«Dopo 100 giorni nessuno dice se mia figlia si poteva salvare»
Bari, morta a 12 anni. Il papà: l’ospedale le diede il farmaco che serviva?
La morte in ospedale di una ragazzina di dodici anni. I dubbi e i tormenti del padre e un muro di gomma che impedisce di avere risposte chiare aumentando la sua disperazione. «Mia figlia Zaray è morta cento giorni fa e io non ho capito perché, ma soprattutto non ho capito se poteva essere salvata».
Fino ad ora non sono bastate tre interrogazioni parlamentari, un’interrogazione in Consiglio regionale, una commissione dell’ospedale (nominata tardi e il cui rapporto è stato secretato), una richiesta di accesso agli atti e l’inchiesta della magistratura (due medici sono attualmente indagati) per dare una risposta a Massimo Coratella, 46enne barese, padre adottivo di Zaray.
Questa storia inizia il 15 settembre scorso a Bari. Quando, per una frattura scomposta al femore, la ragazzina viene portata prima al Policlinico e poi al Pediatrico Giovanni XXIII. «Qui — racconta Coratella — dopo quattro giorni viene sottoposta a un intervento per la riduzione della frattura. Dopo un’ora il chirurgo esce dalla sala operatoria e mi fa il segno del pollice alzato: tutto è andato bene». Ma in realtà Zaray non si risveglierà più e morirà alle 15.30 del 19 settembre. «Dal sollievo per quel pollice alzato alla disperazione. Da quel momento la mia vita si è trasformata nel tentativo di rimanere a galla in un mare di dubbi e strazi. Cerco invano di capire cosa è successo». La spiegazione ufficiale è l’ipertermia maligna: un fenomeno infiammatorio, raro, di origine genetica, scatenato dai gas anestetici.
Zaray era nata in Colombia. A sei anni fu adottata da Massimo e da sua moglie Paola. E per questo mancava una storia medica che avrebbe potuto segnalare il rischio di predisposizione alla malattia. L’ipertermia, però, non è letale se diagnosticata in tempo e se si somministra il farmaco giusto: il Dantrium (dantrolene sale sodico), che deve essere presente nei blocchi operatori. C’era quel giorno? Nessuno — è il tormento di Massimo — in cento giorni è stato in grado di rispondere a queste semplici quesiti: il dantrolene era a disposizione dell’anestesista? Lo era nella giusta quantità? E poi una terza domanda: «Le è stato somministrato nelle dosi necessarie?».

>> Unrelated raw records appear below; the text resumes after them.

PR #7015, opened 2024-12-19
functional tests testing queries + nexus tasks with versioning-3

Shivs11:
## What changed?

- various functional tests (sticky, no-sticky) testing Query + Nexus tasks routing with versioning-3
- refactored `taskPoller` to now consider query and nexus tasks 

## Why?

- more testing

## How did you test it?

- no feature related line changes so N/A

## Potential risks

- none: shall reduce risks if not for anything

## Is hotfix candidate?

No


service/history/api/get_workflow_util.go
```diff
@@ -361,5 +361,6 @@ func MutableStateToGetResponse(
 		InheritedBuildId:             mutableState.GetInheritedBuildId(),
 		MostRecentWorkerVersionStamp: mostRecentWorkerVersionStamp,
 		TransitionHistory:            mutableState.GetExecutionInfo().TransitionHistory,
+		VersioningInfo:               mutableState.GetExecutionInfo().VersioningInfo,
```
Shivs11, line 364: I think we might have forgotten to add this while making the versioning-3 changes - this is required for query tasks

common/testing/taskpoller/taskpoller.go
```diff
@@ -239,9 +247,6 @@ func (p *workflowTaskPoller) pollTask(
 	}
 
 	events = history.Events
-	if len(events) == 0 {
```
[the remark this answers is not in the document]
ShahabT: cc @stephanos. Instead of removing it, should we skip the check for sticky queues only?

tests/versioning_3_test.go
```diff
@@ -205,13 +210,130 @@ func (s *Versioning3Suite) testWorkflowWithPinnedOverride(sticky bool) {
...
+	if sticky {
+		s.verifyWorkflowStickyQueue(we, tv.StickyTaskQueue())
+	}
+
+	s.pollAndQueryWorkflow(tv, sticky)
+
+	s.verifyWorkflowVersioning(tv, vbUnpinned, tv.Deployment(), nil, nil)
+	if sticky {
+		s.verifyWorkflowStickyQueue(we, tv.StickyTaskQueue())
+	}
```
ShahabT, line 315: Let's add a query redirect step to this test. After this line, we should change the current deployment, and query the wf and make sure the new deployment's poller receives the query.

common/testing/taskpoller/taskpoller.go
```diff
@@ -125,9 +146,123 @@ func (p *TaskPoller) PollAndHandleWorkflowTask(
 // If no task is available, it returns NoTaskAvailable.
 func (p *workflowTaskPoller) HandleTask(
```
ShahabT, line 147: Most of the time we do not work with queries, it seems a little to much to impose the nested TaskCompletedResponse on all usages. Why not keep all these methods untouched and add a `HandleQueryTask` instead:
```
func (p *workflowTaskPoller) HandleQueryTask(tv *testvars.TestVars,
	handler func(task *workflowservice.PollWorkflowTaskQueueResponse) (*workflowservice.RespondQueryTaskCompletedResponse, error)
```

common/testing/taskpoller/taskpoller.go
```diff
@@ -55,17 +58,29 @@ type (
...
-	optionFunc func(*options)
+	optionFunc           func(*options)
+	TaskCompletedRequest struct {
+		WorkflowTaskCompletedRequest *workflowservice.RespondWorkflowTaskCompletedRequest
+		QueryTaskCompletedRequest    *workflowservice.RespondQueryTaskCompletedRequest
+	}
+	TaskCompletedResponse struct {
+		WorkflowTaskCompletedResponse *workflowservice.RespondWorkflowTaskCompletedResponse
+		QueryTaskCompletedResponse    *workflowservice.RespondQueryTaskCompletedResponse
+	}
```
stephanos, line 77: Hm, I'm not sure this is the right direction. I understand that the current API doesn't work for these Queries, but 95% of the time, the task poller will probably only deal with WFTs. Right now, without thinking longer about it, I see three other directions:
1. Create a dedicated, exported function just for queries.
2. Change the return type to any and require type assertions.
3. Hide the fact that there's a "legacy" query (AFAIU) and use the "new" query API; but inside the taskpoller do the right thing auto-magically

common/testing/taskpoller/taskpoller.go
```diff
@@ -125,9 +146,123 @@ func (p *TaskPoller) PollAndHandleWorkflowTask(
...
+			},
+		})
+	return err
+}
+
+func (p *nexusTaskPoller) HandleTask(
+	tv *testvars.TestVars,
+	handler func(task *workflowservice.PollNexusTaskQueueResponse) (*workflowservice.RespondNexusTaskCompletedRequest, error),
+	opts ...optionFunc,
+) (*workflowservice.RespondNexusTaskCompletedResponse, error) {
```
stephanos, line 265: ^ Nexus handlers look good to me 👍 (having said that, I've never used Nexus APIs)

common/testing/taskpoller/taskpoller.go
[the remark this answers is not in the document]
stephanos: Yes, I think that would be better!

common/testing/taskpoller/taskpoller.go
stephanos: (1) would be the easiest and clearest; let me know if that's a feasible option. I haven't worked with this Query API before.

Shivs11: tagging you @ShahabT here as well since you had the exact concern - The main point seems to be to remove the need for `TaskCompletedResponse/Request` structures. 

In my earlier stab at this, I did not have any of these structures and had made one exported function inside `(*workflowTaskPoller).handleTask` and had changed the return type to `any` (all the places that required it). Not, that in this attempt I also intended on using `Versioning3Suite.pollWftAndHandle` since it served as a nice helper function for all my needs. My train of thought was: 

- That "having type assertions and changing the return type to `nil`" or having these two structures were effectively conveying the same purpose: The response can be one of two types - Query or Workflow
- Having understood this, if I were reading the codebase for the first time, I realized I would appreciate knowing that the handler deals with only Queries and Workflow related tasks (which is made clear by the structure in place since it has only those two fields vs `any` would make it a bit confusing)


Hence, I took the more tedious approach and went ahead with this option - I can certainly revert back if you both feel strongly of not keeping this the way it is but would be curious to hear your thoughts

tests/versioning_3_test.go
```diff
@@ -205,13 +210,129 @@ func (s *Versioning3Suite) testWorkflowWithPinnedOverride(sticky bool) {
...
+	override := makePinnedOverride(tv.Deployment())
+	we := s.startWorkflow(tv, override)
+
+	<-wftCompleted
+	s.verifyWorkflowVersioning(tv, vbUnpinned, tv.Deployment(), override, nil)
+	if sticky {
+		s.verifyWorkflowStickyQueue(we, tv.StickyTaskQueue())
+	}
+
+	s.pollAndQueryWorkflow(tv, sticky)
```
Shivs11, line 259: Note: Here (after we poll and process a query), I don't think we should be adding extra lines of code verifying the workflow execution's versioning. I think this is because query tasks don't add an extra event in history and neither does the worker conduct a `RespondWorkflowTaskCompleted`, in which the execution updates the deployment attribute. 

Thus, a point to be noted is that even though a query is always redirected to it's latest deployment, the `workflowexecution.versioning_info.deployment` attribute will not be updated until a workflow task ends up in adding a workflow task completed event.

Shivs11: [ my understanding might be a bit skewed above so feel free to correct me if I was wrong! ]

common/testing/taskpoller/taskpoller.go
stephanos: Your reasoning is totally reasonable; but I strongly believe it's not the right path because it's too verbose for the majority of use cases. That was already a concern before, and is exacerbated here.

> Why not keep all these methods untouched and add a HandleQueryTask instead:

To pick up Shahab's suggestion; is this feasible in your opinion? If so, it would be my preferred approach.

Shivs11: Will be attempting to have type assertions in place along with a separate `HandleQueryTask` method ⏳

tests/versioning_3_test.go
```diff
@@ -804,6 +1051,78 @@ func (s *Versioning3Suite) pollWftAndHandle(
 	return nil, nil
 }
 
+func (s *Versioning3Suite) pollWftAndHandleQueries(
```
Shivs11, line 1054: this was the giant guy I was trying to avoid all along which made me go down the rabbit hole of making those structures which in-turn stirred up the whole thread :( 

cc - @stephanos @ShahabT

tests/versioning_3_test.go
```diff
@@ -838,25 +1157,39 @@ func (s *Versioning3Suite) idlePollWorkflow(
...
 		},
-	).HandleTask(
-		tv,
-		func(task *workflowservice.PollWorkflowTaskQueueResponse) (*workflowservice.RespondWorkflowTaskCompletedRequest, error) {
-			s.Fail(unexpectedTaskMessage)
-			return nil, nil
-		},
-		taskpoller.WithTimeout(timeout),
 	)
+
```
Shivs11, line 1173: did not make a separate function for queries (something like idlePollQueryTasks) since queries are either dispatched via matching directly (so no new history events are being added) or on top of existing workflow tasks - thus, making a separate function for queries could give a reader the assumption that maybe we have a different queue altogether for queries which is not the case

tests/versioning_3_test.go
ShahabT: your understanding is correct.

tests/versioning_3_test.go
```diff
@@ -231,9 +354,10 @@ func (s *Versioning3Suite) TestUnpinnedWorkflow_NoSticky() {
 func (s *Versioning3Suite) testUnpinnedWorkflow(sticky bool) {
 	tv := testvars.New(s)
 	d := tv.Deployment()
+	handlingQueries := false
 
 	if sticky {
-		s.warmUpSticky(tv)
+		s.warmUpSticky(tv, handlingQueries)
```
ShahabT, line 360: just pass false

tests/versioning_3_test.go
```diff
@@ -906,20 +1266,28 @@ func (s *Versioning3Suite) verifyWorkflowStickyQueue(
 // create the sticky queue by polling it.
 func (s *Versioning3Suite) warmUpSticky(
 	tv *testvars.TestVars,
+	handlingQueries bool,
```
ShahabT, line 1269: this arg is not needed. warmup does need to be different for wft vs query. we just want to poll the wft queue to create it.

tests/versioning_3_test.go
ShahabT: because this function needs to fail in both cases, what's the point of passing the bool? Just the old implementation would fit all the needs, no?

common/testing/taskpoller/taskpoller.go
```diff
@@ -262,6 +389,51 @@ func (p *workflowTaskPoller) pollTask(
...
+func (p *workflowTaskPoller) handleQueries(
+	ctx context.Context,
+	opts *options,
+	task *workflowservice.PollWorkflowTaskQueueResponse,
+	handler func(task *workflowservice.PollWorkflowTaskQueueResponse) (*workflowservice.RespondQueryTaskCompletedRequest, error),
+) (*workflowservice.RespondQueryTaskCompletedResponse, error) {
+	p.t.Helper()
+	reply, err := handler(task)
+	if err != nil {
+		return nil, p.respondTaskFailed(ctx, opts, task.TaskToken, err)
```
stephanos, line 426: So from reading the [API docs](https://github.com/temporalio/api/blob/e8fc1a5c490987714081f2aa0d308601cbf1304b/temporal/api/workflowservice/v1/request_response.proto#L914), it seems to me that the correct response here would be to return a `RespondQueryTaskCompletedRequest` with `ErrorMessage` and `Failure` fields set appropriately.

common/testing/taskpoller/taskpoller.go
```diff
@@ -295,6 +467,31 @@ func (p *workflowTaskPoller) handleTask(
...
+	}
+	if reply == nil {
+		return nil, errors.New("missing RespondQueryTaskCompleted return")
+	}
+	if reply.Namespace == "" {
+		reply.Namespace = p.namespace
+	}
+	if reply.TaskToken == nil {
+		reply.TaskToken = task.TaskToken
+	}
```
stephanos, line 487: I think another important validation step would be to ensure `QueryResult` was set by the user. Since there was no error, it must be set, AFAICT.

tests/versioning_3_test.go
```diff
@@ -722,6 +906,52 @@ func respondCompleteWorkflow(
...
+func respondQueryTaskCompleted(
+	task *workflowservice.PollWorkflowTaskQueueResponse,
+	namespace string,
+) *workflowservice.RespondQueryTaskCompletedRequest {
+	request := &workflowservice.RespondQueryTaskCompletedRequest{
+		Namespace: namespace,
+		TaskToken: task.TaskToken,
+	}
+	return request
+}
```
stephanos, line 953: Do you need this helper? Shouldn't you just be able to return `&workflowservice.RespondQueryTaskCompletedRequest{...}` and the taskpoller fills in the two fields for you?

tests/versioning_3_test.go
```diff
@@ -212,6 +218,123 @@ func (s *Versioning3Suite) testWorkflowWithPinnedOverride(sticky bool) {
...
+
+func (s *Versioning3Suite) pollAndQueryWorkflow(
+	tv *testvars.TestVars,
+	sticky bool,
+) {
+	queryResultCh := make(chan interface{})
+	s.pollWftAndHandleQueries(tv, sticky, queryResultCh,
+		func(task *workflowservice.PollWorkflowTaskQueueResponse) (*workflowservice.RespondQueryTaskCompletedRequest, error) {
+			s.NotNil(task)
+			s.NotNil(task.Query)
```
stephanos, line 327: As mentioned elsewhere, I think the taskpoller should ensure that before invoking this handler, ie these lines should not be necessary.

common/testing/taskpoller/taskpoller.go
```diff
@@ -262,6 +389,51 @@ func (p *workflowTaskPoller) pollTask(
...
+) (*workflowservice.RespondQueryTaskCompletedResponse, error) {
+	p.t.Helper()
+	task, err := p.pollTask(ctx, opts)
+	if err != nil {
+		return nil, fmt.Errorf("failed to poll workflow task: %w", err)
+	}
+	return p.handleQueries(ctx, opts, task, handler)
+}
+
+func (p *workflowTaskPoller) handleQueries(
```
stephanos, line 417: Should this be called `handleQuery` since it's for the legacy `Query` field? (as opposed to the newer `Queries` field)

common/testing/taskpoller/taskpoller.go
```diff
@@ -262,6 +389,51 @@ func (p *workflowTaskPoller) pollTask(
 	return resp, err
 }
 
+func (p *workflowTaskPoller) HandleQueries(
```
stephanos, line 392: I think it would be best to signal that this is only for a _legacy_ query. Like `HandleLegacyQuery`. (same for the other methods below)

common/testing/taskpoller/taskpoller.go
```diff
@@ -295,6 +467,31 @@ func (p *workflowTaskPoller) handleTask(
...
+func (p *workflowTaskPoller) respondQueryTaskCompleted(
+	ctx context.Context,
+	task *workflowservice.PollWorkflowTaskQueueResponse,
+	reply *workflowservice.RespondQueryTaskCompletedRequest,
+) (*workflowservice.RespondQueryTaskCompletedResponse, error) {
+	p.t.Helper()
+	if task == nil {
+		return nil, errors.New("missing PollWorkflowTaskQueue")
+	}
+	if reply == nil {
```
stephanos, line 479: I think it would be best to check if there actually is a legacy query present. If there isn't, it seems unexpected for this to issue a `RespondQueryTaskCompleted` request? So I'd add a check for `task.Query != nil` and return an error if it isn't.

tests/versioning_3_test.go
Shivs11: Yeah that's right since inside both the if and the else condition, we poll to create the wft queue - however, on the odd event that we do get an error, (maybe a sticky workflow task or a query gets created), the way we handle each error is different right? That was the reasoning behind this

common/testing/taskpoller/taskpoller.go
Shivs11: missed this while writing this up - thank you Stephan!

common/testing/taskpoller/taskpoller.go
Shivs11: I like it - changed.

common/testing/taskpoller/taskpoller.go
Shivs11: good point - I fixed this by filling in this structure properly which resulted in not expecting an error too in `versioning3.pollAndQueryWorkflow` :)

Shivs11 (commented):
thank you for the feedback!

common/testing/taskpoller/taskpoller.go
```diff
@@ -295,6 +465,47 @@ func (p *workflowTaskPoller) handleTask(
...
+	}
+	if err != nil {
+		reply.ErrorMessage = err.Error()
+		reply.Failure = &failurepb.Failure{
+			Message: err.Error(),
+		}
+		reply.CompletedType = enumspb.QUERY_RESULT_TYPE_FAILED
+	}
+	reply.CompletedType = enumspb.QUERY_RESULT_TYPE_ANSWERED
+	reply.QueryResult = payloads.EncodeString("query-result")
```
stephanos, line 500: I think this should only be set if there is no error, according to the [API docs](https://github.com/temporalio/api/blob/e8fc1a5c490987714081f2aa0d308601cbf1304b/temporal/api/workflowservice/v1/request_response.proto#L926).

ie it should be in the `else` block for the error check.

tests/versioning_3_test.go
stephanos: Seeing the thumbs up, did you intend to inline this now?

common/testing/taskpoller/taskpoller.go
stephanos: Oh, and I think there should be an `if reply.QueryResult != nil` check, too. So the user can actually set their own result if they want to.

Shivs11: ah shoot, I had this but during some version checking with git the else blocked went away - fixed it!

I can add the `QueryResult`  check as well since someone in the future may want to add in a result.

stephanos (approved):
👍 LGTM from taskpoller perspective.

tests/versioning_3_test.go
```diff
@@ -212,6 +216,124 @@ func (s *Versioning3Suite) testWorkflowWithPinnedOverride(sticky bool) {
...
+	s.pollAndQueryWorkflow(tv, sticky)
+	<-pollerDone // wait for the idle poller to complete to not interfere with the next poller
+
+	// redirect query to new deployment
+	s.updateTaskQueueDeploymentData(tvB, 0, tqTypeWf, tqTypeAct)
+
+	go s.idlePollWorkflow(tv, true, ver3MinPollTime, "old deployment should not receive query")
+	// Since the current deployment has changed, task will move to the normal queue (thus, sticky=false)
+	s.pollAndQueryWorkflow(tvB, false)
+
```
Shivs11, line 318: I was able to catch some flakes happening because the previous poller, with deployment set to `tvB`, was still up and running when I tried to poll and process a new query. This is fixed by ensuring the first poller dies before we continue the test.

common/testing/taskpoller/taskpoller.go
ShahabT: Is there anything "legacy" about these query responses? (I see that they are called legacy in this [proto](https://github.com/temporalio/api/blob/33cbaa8657d1dc3d6634888f90e9da5f45642db4/temporal/api/workflowservice/v1/request_response.proto#L308))
But I don't think it's a good choice of word. Maybe something like standalone query fits better because these queries and `RespondQueryTaskCompleted` request/responses are normally used and they are not deprecated in any sense as one would think by seeing them described as "legacy". Unless I'm mistaken, if there is other work to do in the wf, the query will be stuffed into the anyways-needed wft. Otherwise it'll be sent as standalone query (still a wft but with less info), an in that case SDK will send a RespondQueryTaskCompletedRequest instead of a RespondWorkflowTaskCompletedRequest.

ShahabT (approved):
LGTM

common/testing/taskpoller/taskpoller.go
Shivs11: I agree, it felt a bit odd for me too to be calling something `legacy` but actively use it in some of my work here - maybe this is a better question for the SDK folks and I can take this up with them; 

I shall keep the function names with Legacy for now to respect which proto fields we are respecting but if we do see some changes in the proto side, I will alter the tests.

stephanos: I'm okay with a different name; it just seemed like this name stuck now as it's in the docs and used in our internal communication, too. I fear a different name - even if better/more accurate - only creates confusion.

Quest’ultima forse è più complicata, ma per rispondere alle prime due sarebbe sufficiente dare un’occhiata ai registri della farmacia. E allora Coratella, di professione commercialista, presenta una richiesta di accesso agli atti. «Ero in lacrime il 6 dicembre scorso, quando ho chiesto di esaminare i registri di uscita della farmacia del Policlinico», funzionalmente collegato al Pediatrico. Risultato? I trenta giorni previsti dalla legge sono trascorsi invano. Poi, in ritardo, è arrivata anche la risposta dell’ufficio relazioni col pubblico. Con un difetto però: «Non si capisce niente», dice Coratella. In violazione della norma che prevede «la semplicità di consultazione e la comprensibilità». «Io — aggiunge — dovrei essere in grado di interpretare codici e cifre». In estrema sintesi, comunque, risulterebbe la presenza del medicinale nella farmacia dell’ospedale, almeno il giorno prima dell’intervento.
I dubbi di Coratella sono concentrati sul dantrolene perché nella cartella clinica sequestrata dal pm Bruna Manganelli della Procura di Bari il farmaco comparirebbe solo nel reparto di rianimazione, quindi molto dopo il presumibile insorgere dell’ipertermia. Fatto sta che dopo cento giorni questo padre ancora non sa se sua figlia è morta per colpa della malasanità o del destino, ma sa di essere tramortito dalla malaburocrazia.